In Pandas, **indexing** is just a fancy word for "selecting" or "looking up" data. Think of your Series as a tall filing cabinet. The **index** is the set of labels on the drawers (`'A'`, `'B'`, `'C'`). **Indexing** is the act of pulling open a specific drawer to get the file inside.

`.loc`, `.iloc`, `.at`, and `.iat` are the specific tools Pandas gives you to do this. They let you be precise, telling Pandas *exactly* how you want to find your data: by its **label** (like `loc` or `at`) or by its **position** (like `iloc` or `iat`).

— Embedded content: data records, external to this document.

PR #1088, opened 2019-07-15
(BOLT-1315) Collect analytics about Boltdir usage

beechtom:
Adds a custom dimension to the screen view for Boltdir usage. When the Boltdir is set up, it will log its type as either Boltdir, bolt.yaml, the default directory, missing default directory, or a Boltdir specified as a command line option.

### DIFF
--- a/lib/bolt/analytics.rb
+++ b/lib/bolt/analytics.rb
@@ -21,7 +21,8 @@ module Bolt
       statement_count: :cd6,
       resource_mean: :cd7,
       plan_steps: :cd8,
-      return_type: :cd9
+      return_type: :cd9,
+      boltdir_type: :cd11
     }.freeze
 
     def self.build_client
--- a/lib/bolt/boltdir.rb
+++ b/lib/bolt/boltdir.rb
@@ -6,10 +6,10 @@ module Bolt
   class Boltdir
     BOLTDIR_NAME = 'Boltdir'
 
-    attr_reader :path, :config_file, :inventory_file, :modulepath, :hiera_config, :puppetfile, :rerunfile
+    attr_reader :path, :config_file, :inventory_file, :modulepath, :hiera_config, :puppetfile, :rerunfile, :type
 
     def self.default_boltdir
-      Boltdir.new(File.join('~', '.puppetlabs', 'bolt'))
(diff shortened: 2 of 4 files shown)


beechtom:
Still need to write tests - I'm thinking boltdir_specs might be the best location to make sure the type was set correctly?

lib/bolt/boltdir.rb
```diff
@@ -37,6 +38,17 @@ def initialize(path)
       @hiera_config = @path + 'hiera.yaml'
       @puppetfile = @path + 'Puppetfile'
       @rerunfile = @path + '.rerun.json'
+      @type = compute_type
+    end
+
+    def compute_type
```
adreyer: This misses the case where `--boltdir` was passed. 

Instead of recomputing this I think `find_boltdir` or whatever creates the instance should pass the "type" as an argument.

beechtom: Updated to pass the type to the initialize method.

lib/bolt/analytics.rb
```diff
@@ -21,7 +21,8 @@ module Analytics
       statement_count: :cd6,
       resource_mean: :cd7,
       plan_steps: :cd8,
-      return_type: :cd9
+      return_type: :cd9,
+      boltdir_type: :cd10
```
adreyer: I already set up cd10 for "inventory_version in google analytics. I've added cd11 for Boltdir Type now

lib/bolt/boltdir.rb
```diff
@@ -6,10 +6,10 @@ module Bolt
   class Boltdir
     BOLTDIR_NAME = 'Boltdir'
 
-    attr_reader :path, :config_file, :inventory_file, :modulepath, :hiera_config, :puppetfile, :rerunfile
+    attr_reader :path, :config_file, :inventory_file, :modulepath, :hiera_config, :puppetfile, :rerunfile, :type
 
     def self.default_boltdir
-      Boltdir.new(File.join('~', '.puppetlabs', 'bolt'))
+      Boltdir.new(File.join('~', '.puppetlabs', 'bolt'), 'default')
```
adreyer: Lets call this "homedir" or "user" so we can change it.

beechtom: Updated and set type to `user`.

PR #1089, opened 2019-07-15
(fix) Change read timeout on docker transport to large number

hajee:
The default timeout of a command using a docker transport is 60 seconds. See this example:

```
$ bolt command run 'sleep 300' --targets a8ad33ff68069d48fdacc80172c8e4e79214f55523aaab143e1a7238e670a73a -i inventory.yaml
Started on a8ad33ff68069d48fdacc80172c8e4e79214f55523aaab143e1a7238e670a73a...
Failed on a8ad33ff68069d48fdacc80172c8e4e79214f55523aaab143e1a7238e670a73a:
  read timeout reached
Failed on 1 node: a8ad33ff68069d48fdacc80172c8e4e79214f55523aaab143e1a7238e670a73a
Ran on 1 node in 62.26 seconds
```

This is to short for some longer running commands (Like a puppet apply) The timeout seems ro be default value provided by the docker-api gem. You can override this value .

This PR allows uses a large number (24 hours) to override this default timeout.

With this change, the example looks like this:

```
 $ bolt command run 'sleep 300' --targets a8ad33ff68069d48fdacc80172c8e4e79214f55523aaab143e1a7238e670a73a -i inventory.yaml
Started on a8ad33ff68069d48fdacc80172c8e4e79214f55523aaab143e1a7238e670a73a...
Finished on a8ad33ff68069d48fdacc80172c8e4e79214f55523aaab143e1a7238e670a73a:
Successful on 1 node: a8ad33ff68069d48fdacc80172c8e4e79214f55523aaab143e1a7238e670a73a
Ran on 1 node in 299.95 seconds
```

### DIFF
--- a/lib/bolt/transport/docker.rb
+++ b/lib/bolt/transport/docker.rb
@@ -60,6 +60,7 @@ module Bolt
         if target.options['tty']
           options[:Tty] = true
         end
+        options[:wait] = 24 * 60 * 60  # Choose 24 hour as timeout. But needs to be big
         if target.options['shell-command'] && !target.options['shell-command'].empty?
           # escape any double quotes in command
           command = command.gsub('"', '\"')


lucywyman:
Hello! Thanks for submitting this. I'm curious about why the docker operation is timing out, and if there's a better way than mis-using the connection timeout setting. I plan to noodle on it and talk it over with the team tomorrow, but this seems like a good workaround if we can't think of a better solution!

Expect to hear from us by about this time tomorrow!

tphoney:
@lucywyman from speaking with @hajee docker instance that is being connected to is under high load. So the connection is made successfully, but the command takes a long time to run. From memory it is timing out trying to install a puppet agent, using the puppetagent module.

hajee:
The issue is more likely to occur on high loaded systems, but we can also have commands that always take longer than a minute and so always will timeout. For example when creating a database node.  This is also demonstrated by the sleep command. 

Hope this clarification helps.

hajee:
An other option would be using the `service-options` in the inventory, like this:

```
      docker:
        shell-command: bash -lc
        service-options:
          wait: 300
```
Then the code to use this would become:

```ruby
      def run_command(target, command, options = {})
        options[:wait] = target.options.dig('service-options','wait')
```

adreyer:
#1069 is switching the docker transport to shell out to the docker cli. I'm not sure how that interacts with this.

hajee:
@adreyer I guess it doesn't work with that PR. It works by providing an option to the docker-api. So if you remove that gem, this will surely not work. 

The question is, if the new solution has a time limit for running commands and if we need/can adjust this time.

nicklewis:
We don't support timeouts for other transports, which in practice means we will wait indefinitely for the operation to complete. It seems reasonable to replicate that behavior in this case, which I suppose we would achieve by hardcoding an arbitrarily _long_ timeout. Then if we _do_ add an operation-level timeout (as opposed to our current connection timeouts), we can add it to each of the transports at once.

hajee:
I think is best to change the current PR to implement the arbitrarily long timeout and remove any influence you have over the setting through cli options or yaml file. You all agree?

nicklewis:
This is great, thank you for the PR!

PR #1090, opened 2019-07-17
(maint) Fixes from puppet-strings 2.3.0 release

beechtom:
- Unpin yard gem from 0.9.19
Previously, yard was pinned due to changes in how dynamic symbols are handled by yard 0.9.20, causing formatting issues for plan functions such as out::message. The puppet-strings gem was updated to fix this formatting issue.

- Delete data_types field from generated docs
As of puppet-strings 2.3.0, an additional field is generated for the docs, causing the docs rake task to fail. This commit deletes the data_types field.

### DIFF
--- a/Rakefile
+++ b/Rakefile
@@ -68,6 +68,7 @@ task :docs do
                                      'bolt-modules/system'])
   json = JSON.parse(File.read(tmpfile))
   funcs = json.delete('puppet_functions')
+  json.delete('data_types')
   json.each { |k, v| raise "Expected #{k} to be empty, found #{v}" unless v.empty? }
 
   # @functions will be a list of function descriptions, structured as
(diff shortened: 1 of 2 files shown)


Rakefile
```diff
@@ -68,6 +68,8 @@ task :docs do
                                      'bolt-modules/system'])
   json = JSON.parse(File.read(tmpfile))
   funcs = json.delete('puppet_functions')
+  # TODO: With puppet-strings >= 2.3.0 data type docs are generated - do we want/need to do anything with this?
```
Iristyle: Seems reasonable for now to me.

adreyer: This is fine for now. We do have reference docs for the datatypes I think we should ticket switching those out for the strings docs separately.

PR #1093, opened 2019-07-19
(BOLT-1475) Kerberos Development Container

Iristyle:
Builds on top of #999
Blocks #1101 

This adds a development environment useful for testing / debugging *any* problem between the winrm / gssapi gem and OMI server. 

Note that the final commit currently clones source from https://github.com/Iristyle/omi/tree/debugging-winrm-gem-kerberos which has extra debug / trace statements.

There are at least 2 known problems for interop between the winrm gem and OMI server that this should help diagnosing:

* [BOLT-1476](https://tickets.puppetlabs.com/browse/BOLT-1476) Kerberos auth fails somewhere after OMI server authorizes the connection. Then the next payload OMI returns is encrypted, but cannot be decrypted by the winrm gem. It's unclear if the wrong cipher is being used or if there is another problem?

* There are problems running tasks + higher level Bolt constructs against OMI (basic commands generally work)

* OMI server, even against the PowerShell 6 client, seems to close connections unexpectedly

### DIFF
--- a/developer-docs/kerberos.md
+++ b/developer-docs/kerberos.md
@@ -214,3 +214,34 @@ Once DNS and the Kerberos client are properly configured, `kinit` can be used to
 To remove the ticket, use:
 
 > kdestroy --credential=krbtgt/BOLT.TEST@BOLT.TEST
+
+### Advanced: Debugging Bolt + OMI
+
+#### Building OMI server from source
+
+When debugging interoperability problems between the winrm gem and OMI server, it may be necessary to build OMI server from source, rather than consuming packages. This makes it easy to modify OMI server code, rebuild and start using it immediately. When starting the containers, add the build arg `BUILD_OMI=true` like:
+
+> docker-compose -f spec/docker-compose.yml build --build-arg BUILD_OMI=true samba-ad omiserver
+> docker-compose -f spec/docker-compose.yml up -d --build samba-ad omiserver
+
+This will:
+
+* install vim
+* install all necessary dev / build tooling
+* clone source from https://github.com/Microsoft/omi to `/tmp/omi`
+* write the script `/build-omi.sh` inside the container
+* increase sssd log output
+* tail sssd logs and OMI messages in addition to OMI logs
+
+##### `/build-omi.sh`
+
+Run this script at any point after making changes to the source in `/tmp/omi` to build and redeploy OMI server. This will also make sure that the OMI `loglevel` config setting is set to `VERBOSE`
+
+##### OMI source notes
+
+In some cases, OMI server source has to be modified to increase log output, in addition to the `loglevel` change thats already been made. One such example is [Unix/sock/sock.c](https://github.com/microsoft/omi/blob/master/Unix/sock/sock.c#L39-L41), where values must be uncommented like:
+
+```
+# define ENABLE_TRACING 1
+# define TRACING_LEVEL 4
+```
--- a/developer-docs/kerberos.md
+++ b/developer-docs/kerberos.md
@@ -245,3 +245,21 @@ In some cases, OMI server source has to be modified to increase log output, in a
 # define ENABLE_TRACING 1
 # define TRACING_LEVEL 4
 ```
+
+#### Bolt Development Environment
+
+In addition to building OMI from source, it can be useful to run the Bolt source from a Linux agent to iterate on Bolt itself. To really vet Kerberos, this should be performed on a separate container image from the Samba Active Directory controller or the OMI server. This new dev container is defined in `spec/docker-compose-dev.yml` and can be built in addition to the other relevant containers by running `docker-compose`:
+
+> docker-compose -f spec/docker-compose.yml -f spec/docker-compose-dev.yml build --build-arg BUILD_OMI=true samba-ad omiserver linuxdev
+> docker-compose -f spec/docker-compose.yml -f spec/docker-compose-dev.yml up samba-ad omiserver linuxdev
+
+This will:
+
+* Provision Ubuntu 18.04
+* Join the Samba domain just like OMI server
+* Verify pwsh can use all authentication mechanisms against OMI
+* Expose port 422 on the Docker host for SSH access
+* Install vim, git, rbenv / ruby 2.55 / bundler
+* Clone the Bolt source to ~/bolt
+* Install all gems with bundler including pry-byebug and pry-stackexplorer
+* Provide a test script `/bolt-kerberos-test.sh` that can be used for simple test reproductions using Kerberos, noting that some failures that result are currently expected given incompatibilities between winrm gem and OMI server
--- a/spec/Dockerfile.linuxdev
+++ b/spec/Dockerfile.linuxdev
@@ -1,0 +1,86 @@
+FROM ubuntu:18.04
+
+ARG BOLT_PASSWORD=bolt
+ARG RUBY_VERSION=2.5.5
+# NOTE: Only designed to be set at build time, not at run time!
+ENV BOLT_PASSWORD=${BOLT_PASSWORD}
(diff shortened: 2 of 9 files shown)


spec/Dockerfile.linuxdev
```diff
@@ -0,0 +1,91 @@
...
+EXPOSE 22
+
+ADD fixtures/linuxdev/docker-entrypoint.sh /
+ADD fixtures/linuxdev/bolt-kerberos-test.sh /
+ADD fixtures/samba-ad/kerberos-client-config.sh /
+ADD fixtures/samba-ad/krb5.conf.tmpl /
+ADD fixtures/omiserver/domain-join.sh /
+ADD fixtures/omiserver/realmd.conf.tmpl /
+ADD fixtures/omiserver/smb.conf.tmpl /
+ADD fixtures/omiserver/user.map.tmpl /
```
lucywyman: This doesn't seem to exist? I'm not sure if it's necessary or not - I commented it out locally.

Iristyle:
Ohhh thanks! That file belongs in a commit in the final PR that we're not
merging.

Will fix up shortly.

Iristyle:
@donoghuc had mentioned that it might be good to move the dev files elsewhere as there is already a pattern around where dev containers go.

But I don't recall what the recommendation was since I only see another Dockerfile / docker-compose in the root of the project.

spec/Dockerfile.linuxdev
```diff
@@ -0,0 +1,90 @@
...
+    git \
+    ssh \
+    dnsutils \
+    gettext-base \
+    gss-ntlmssp \
+    libgssapi-krb5-2 \
+    ntp \
+    krb5-config \
+    krb5-user \
+    # TODO: not sure which of these 3 are needed for SSH + Kerberos
```
Iristyle: Aw boo I left a TODO in here... I was originally going to setup SSH to support Kerberos, but didn't get to doing that part. And I don't think this PR should be held up on that aspiration right now.

developer-docs/kerberos.md
```diff
@@ -214,3 +214,52 @@ Once DNS and the Kerberos client are properly configured, `kinit` can be used to
...
 > kdestroy --credential=krbtgt/BOLT.TEST@BOLT.TEST
+
+### Advanced: Debugging Bolt + OMI
+
+#### Building OMI server from source
+
+When debugging interoperability problems between the winrm gem and OMI server, it may be necessary to build OMI server from source, rather than consuming packages. This makes it easy to modify OMI server code, rebuild and start using it immediately. When starting the containers, add the build arg `BUILD_OMI=true` like:
+
+> docker-compose -f spec/docker-compose.yml build --build-arg BUILD_OMI=true samba-ad omiserver
+> docker-compose -f spec/docker-compose.yml up --build samba-ad omiserver
```
lucywyman: Is having this second line intentional?

developer-docs/kerberos.md
```diff
@@ -214,3 +214,52 @@ Once DNS and the Kerberos client are properly configured, `kinit` can be used to
...
+##### `/build-omi.sh`
+
+Run this script at any point after making changes to the source in `/tmp/omi` to build and redeploy OMI server. This will also make sure that the OMI `loglevel` config setting is set to `VERBOSE`
+
+##### OMI source notes
+
+In some cases, OMI server source has to be modified to increase log output, in addition to the `loglevel` change thats already been made. One such example is [Unix/sock/sock.c](https://github.com/microsoft/omi/blob/master/Unix/sock/sock.c#L39-L41, where values must be uncommented like:
+
+```
+#define ENABLE_TRACING 1
```
```suggestion
# define ENABLE_TRACING 1
```

developer-docs/kerberos.md
```diff
@@ -214,3 +214,52 @@ Once DNS and the Kerberos client are properly configured, `kinit` can be used to
...
+* increase sssd log output
+* tail sssd logs and OMI messages in addition to OMI logs
+
+##### `/build-omi.sh`
+
+Run this script at any point after making changes to the source in `/tmp/omi` to build and redeploy OMI server. This will also make sure that the OMI `loglevel` config setting is set to `VERBOSE`
+
+##### OMI source notes
+
+In some cases, OMI server source has to be modified to increase log output, in addition to the `loglevel` change thats already been made. One such example is [Unix/sock/sock.c](https://github.com/microsoft/omi/blob/master/Unix/sock/sock.c#L39-L41, where values must be uncommented like:
```
```suggestion
In some cases, OMI server source has to be modified to increase log output, in addition to the `loglevel` change thats already been made. One such example is [Unix/sock/sock.c](https://github.com/microsoft/omi/blob/master/Unix/sock/sock.c#L39-L41), where values must be uncommented like:
```

developer-docs/kerberos.md
lucywyman: I know it's wrong in the source, but it looks weird here :P

developer-docs/kerberos.md
lucywyman: Ok woops I see now! Do we also want to add `-d`?

spec/docker-compose-dev.yml
```diff
@@ -0,0 +1,26 @@
...
+    ports:
+      - "422:22"
+    environment:
+      KRB5_REALM: ${KRB5_REALM:-BOLT.TEST}
+      KRB5_KDC: ${KRB5_KDC:-samba-ad.bolt.test}
+      SMB_DOMAIN: ${SMB_DOMAIN:-BOLT}
+      SMB_ADMIN: Administrator
+      SMB_ADMIN_PASSWORD: ${SMB_ADMIN_PASSWORD:-B0ltrules!}
+    depends_on:
+      - samba-ad
```
lucywyman: I think since this isn't defined in this file it doesn't know about it. Is there a reason not to have this in the main `docker-compose`?

developer-docs/kerberos.md
Iristyle: Yeah, I thought the same.. but opted to copy the original source.

I'm fine either way.

spec/docker-compose-dev.yml
Iristyle: The deal there is that I didn’t want to build that container unless it was explicitly asked for since it’s a dev container.. hence the separate file.

Dockers `depends_on` doesn’t actually guarantee anything useful in terms of orchestrating containers - it only agrees to start `samba-ad` first. Since our instructions already start the other compose file, before starting this one, then that requirement is already met.


IOW, fine to remove it I think.

Iristyle: Actually on second thought... can you verify you actually ran the commands as documented?

> docker-compose -f spec/docker-compose.yml -f spec/docker-compose-dev.yml build --build-arg BUILD_OMI=true samba-ad omiserver linuxdev
> docker-compose -f spec/docker-compose.yml -f spec/docker-compose-dev.yml up samba-ad omiserver linuxdev

Multiple YAML files should get merged prior to running anything.

If you tried to run just `docker-compose-dev.yml` by itself I could see why things might fail.

spec/fixtures/linuxdev/bolt-kerberos-test.sh
```diff
@@ -0,0 +1,24 @@
+#!/bin/bash
+set -e
+
+mkdir -p ~/.puppetlabs/bolt
+rm ~/.puppetlabs/bolt/bolt.yaml
```
lucywyman: I think this needs to be `rm -f` in case the file doesn't exist.

spec/Dockerfile.linuxdev
Iristyle: Just to clarify on this - I'll remove the unneeded packages and the TODO from here prior to merge. I'll move that as a placeholder into the next PR as a reminder to either:

- investigate / add to that PR
- ditch for now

**How It Works in Memory**: When you use `.loc['A']`, Pandas uses the Series index like a hash map (or a dictionary) to instantly find the memory location associated with the label `'A'`. This is very fast. When you use `.iloc[0]`, Pandas goes directly to the first slot in the underlying NumPy array, which is also instant. `.at` and `.iat` are optimized, stripped-down versions of this for accessing only *one* value, which makes them even faster by skipping some of Pandas's extra safety checks.

**When to Use This**:

  * Use **`.loc`** when you want to select data using the **index labels** (e.g., `s.loc['Mon']`, `s.loc['Alice']`). This is the most common and intuitive way to select data.
  * Use **`.iloc`** when you want to select data using its **integer position** (e.g., `s.iloc[0]` for the 1st item, `s.iloc[5]` for the 6th item), just like a Python list.
  * Use **`.at`** as a high-speed replacement for `.loc` when you need to get or set *only one single value* by its **label**.
  * Use **`.iat`** as a high-speed replacement for `.iloc` when you need to get or set *only one single value* by its **position**.

-----

### 0\. Syntax & Parameters (MUST COME FIRST)

The main accessors are `.loc` (for labels) and `.iloc` (for integer position).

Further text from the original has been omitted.